Insulin-sensitizing thiazolidinediones (TZDs) decrease inflammatory markers such as high-sensitive C-reactive protein (hsCRP) in sera in addition to their hypoglycemic effects. However, factors associated with the decrease in serum hsCRP concentrations are unclear. In the present study, an effect of troglitazone on serum hsCRP levels was investigated and compared with its effect on glycemia. A total of 34 subjects with type 2 diabetes (17 men and 17 women, aged 54+/-2 years and body mass index (BMI) 26.7+/-0.6 kg/m(2), mean+/-S.E.) were studied. Nineteen out of the 34 subjects was treated with troglitazone 400mg daily for 12 weeks. The remaining 15 subjects were treated with metformin 750 mg daily as a control group. Baseline hsCRP levels were comparable between the two groups, and those were positively associated with fasting insulin levels. After treatment, glycemic control assessed by HbA1c and fasting glucose levels improved in both groups, whereas insulin sensitivity index estimated by homeostasis model assessment (HOMA-R) decreased only in the troglitazone-treated group.
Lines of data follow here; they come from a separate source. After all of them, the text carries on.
PR #2089, opened 2017-09-06
Client: gather libc version on Linux

### LINKED ISSUE #2064: add Linux libc version info to host.os_version field
It's very helpful to know the libc version of hosts attached to a project so scientists can create compatible applications or target applications to older operating systems. Currently only the kernel version is stored in `host.os_version` e.g. `2.6.32-573.18.1.el6.x86_64` and starting with 7.8 the OS name and version too e.g.: `Debian GNU/Linux 9.1 (stretch) [4.9.0-3-amd64]`. From this you can not easily extract the libc version available on the host.

I propose to add code to the client (in [hostinfo_unix.cpp:HOST_INFO::get_os_info()](https://github.com/BOINC/boinc/blob/master/client/hostinfo_unix.cpp#L1589)) that detects the version of libc, reports it to the project server and stored it in the DB as part of `host.os_version`.

Detecting libc version on Linux based systems (mainly glibc based ones) can be done in several ways as shown on this StackExchange [question](https://unix.stackexchange.com/questions/120380/what-c-library-version-does-my-system-use). It all comes down to parsing version information either directly from `libc.so` or `ldd --version`. Unfortunately this does not work for BSD distributions (ldd doesn't support --version and libc.so is not executable). I found it easier to use `ldd --version` on Debian and RedHat based systems as the examples I gathered where simple and stable enough for this purpose. 
Example output from `PATH=/usr/bin:/bin:/usr/local/bin /usr/bin/ldd --version 2>&1` is:
Debian Stretch: `ldd (Debian GLIBC 2.24-11+deb9u1) 2.24`
Ubuntu 12.04LTS: `ldd (Ubuntu EGLIBC 2.15-0ubuntu10.18) 2.15`
Fedora 25: `ldd (GNU libc) 2.24`

I already have code that extracts the two information. The question to me now is what to do with it. Or rather how to add it to the existing `host.os_version` string so it is useful. With useful I mean that this information can be used for example in plan_classes so that certain app_versions can be targeted for specific libc versions or exclude specific libc versions. Another usage scenario is a census of available libc versions in a project to see what the minimum libc version is to use for a science app.

Here are the possibilities I see to add this new information to the existing `host.os_version` information:

1. `Debian GNU/Linux 9.1 (stretch) [4.9.0-3-amd64|libc 2.24]`
2. `Debian GNU/Linux 9.1 (stretch) [4.9.0-3-amd64|libc 2.24 (Debian GLIBC 2.24-11+deb9u1)]`
3. `Debian GNU/Linux 9.1 (stretch) [4.9.0-3-amd64|libc 2.24 (2.24-11+deb9u1)]`

The plan_class `os_version` filter uses a regular expression which just needs to start with `libc ` in order to restrict to certain versions. Using the information directly from DB and piping it through awk/sed is also easily possible to further extract the desired information although the square bracket format is not ideal.

I would like to get comments and thoughts from @BOINC/team-boinc and @BOINC/contributors  as well as a vote from @BOINC/committer on how to proceed.

ChristianBeer:
Intend.

Fixes #2064

### DIFF
--- a/client/hostinfo_unix.cpp
+++ b/client/hostinfo_unix.cpp
@@ -1584,6 +1584,39 @@ int HOST_INFO::get_memory_info() {
     return 0;
 }
 
+#if LINUX_LIKE_SYSTEM
+int get_libc_version(string& version, string& extra_info) {
+    char buf[1024];
+    string strbuf;
+    FILE* f = popen("PATH=/usr/bin:/bin:/usr/local/bin /usr/bin/ldd --version 2>&1", "r");
+    if (f) {
+        fgets(buf, sizeof(buf), f);
+        pclose(f);
+        strbuf = (string)buf;
+        strip_whitespace(strbuf);
+        std::string::size_type parens1 = strbuf.find('(');
+        std::string::size_type parens2 = strbuf.rfind(')');
+        std::string::size_type blank = strbuf.rfind(' ');
+
+        if (blank != std::string::npos) {
+            // extract version number
+            version = strbuf.substr(blank+1);
+        } else {
+            return 1;
+        }
+        if (parens1 != std::string::npos && parens2 != std::string::npos) {
+            // extract extra information without parenthesis
+            extra_info = strbuf.substr(parens1+1, parens2-parens1-1);
+        } else {
+            return 1;
+        }
+    } else {
+        return 1;
+    }
+    return 0;
+}
+#endif
+
 // get os_name, os_version
 //
 int HOST_INFO::get_os_info() {
@@ -1628,6 +1661,7 @@ int HOST_INFO::get_os_info() {
     bool found_something = false;
     char buf[256],buf2[256];
     char dist_pretty[256], dist_name[256], dist_version[256], dist_codename[256];
+    string os_version_extra = "";
     strcpy(dist_pretty, "");
     strcpy(dist_name, "");
     strcpy(dist_version, "");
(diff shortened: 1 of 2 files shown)


client/hostinfo_unix.cpp
```diff
@@ -1584,6 +1584,39 @@ int HOST_INFO::get_memory_info() {
...
+        if (parens1 != std::string::npos && parens2 != std::string::npos) {
+            // extract extra information without parenthesis
+            extra_info = strbuf.substr(parens1+1, parens2-parens1-1);
+        } else {
+            return 1;
+        }
+    } else {
+        return 1;
+    }
+    return 0;
```
AenBleidd: This code is unreachable. Exit code of this function will be always 0.

client/hostinfo_unix.cpp
```diff
@@ -1584,6 +1584,39 @@ int HOST_INFO::get_memory_info() {
...
+            return 1;
+        }
+        if (parens1 != std::string::npos && parens2 != std::string::npos) {
+            // extract extra information without parenthesis
+            extra_info = strbuf.substr(parens1+1, parens2-parens1-1);
+        } else {
+            return 1;
+        }
+    } else {
+        return 1;
```
AenBleidd: Are you sure that in case of the inability to to make open we should get exit code 1 but not 0?

ChristianBeer:
This was just a demonstration at the BOINC workshop 2017 in Paris. I'm going to redo this and provide a proper commit message.

client/hostinfo_unix.cpp
```diff
@@ -1584,6 +1584,39 @@ int HOST_INFO::get_memory_info() {
...
+
+        if (blank != std::string::npos) {
+            // extract version number
+            version = strbuf.substr(blank+1);
+        } else {
+            return 1;
+        }
+        if (parens1 != std::string::npos && parens2 != std::string::npos) {
+            // extract extra information without parenthesis
+            extra_info = strbuf.substr(parens1+1, parens2-parens1-1);
```
AenBleidd: what will happen if for some reason closing bracket will be in front of opening? e.g. ')('?
Then parens2-parens1 will be negative.
I think it is better to add such check

client/hostinfo_unix_test.cpp
```diff
@@ -135,6 +135,37 @@ void unescape_os_release(char* buf) {
     *out = 0;
 }
 
+int get_libc_version(string& version, string& extra_info) {
```
AenBleidd: We really need the clone of this function in unit tests?

client/hostinfo_unix_test.cpp
```diff
@@ -559,15 +591,28 @@ int main(void) {
...
-        strcat(buf2, os_version);
-        strcat(buf2, "]");
+        os_version_extra = (string)os_version;
         safe_strcpy(os_version, buf2);
         if (strlen(dist_name)) {
             strcat(os_name, " ");
             strcat(os_name, dist_name);
         }
     }
+
```
AenBleidd: Maybe it is better to move duplicating code to some function?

Serum levels of hsCRP significantly decreased from 916+/-210 ng/ml to 569+/-123 ng/ml (P<0.05) in the troglitazone-treated group, whereas the levels remained unchanged in the metformin-treated group (from 1087+/-248 ng/ml to 1152+/-301 ng/ml). In the troglitazone-treated group, there was no difference in the absolute and percent change in serum hsCRP levels between responders, who displayed the decrease in HbA1c greater than 0.6% (n=12), and the remaining non-responders (n=7). The decrease in serum hsCRP concentrations was negatively related to baseline levels of serum hsCRP and insulin and HOMA-R. In conclusion, troglitazone, but not metformin, reduced serum hsCRP levels in type 2 diabetic patients. The decrease in serum hsCRP concentrations by troglitazone was associated with the pretreatment levels of hsCRP and insulin resistance, but independent of the changes in glycemia.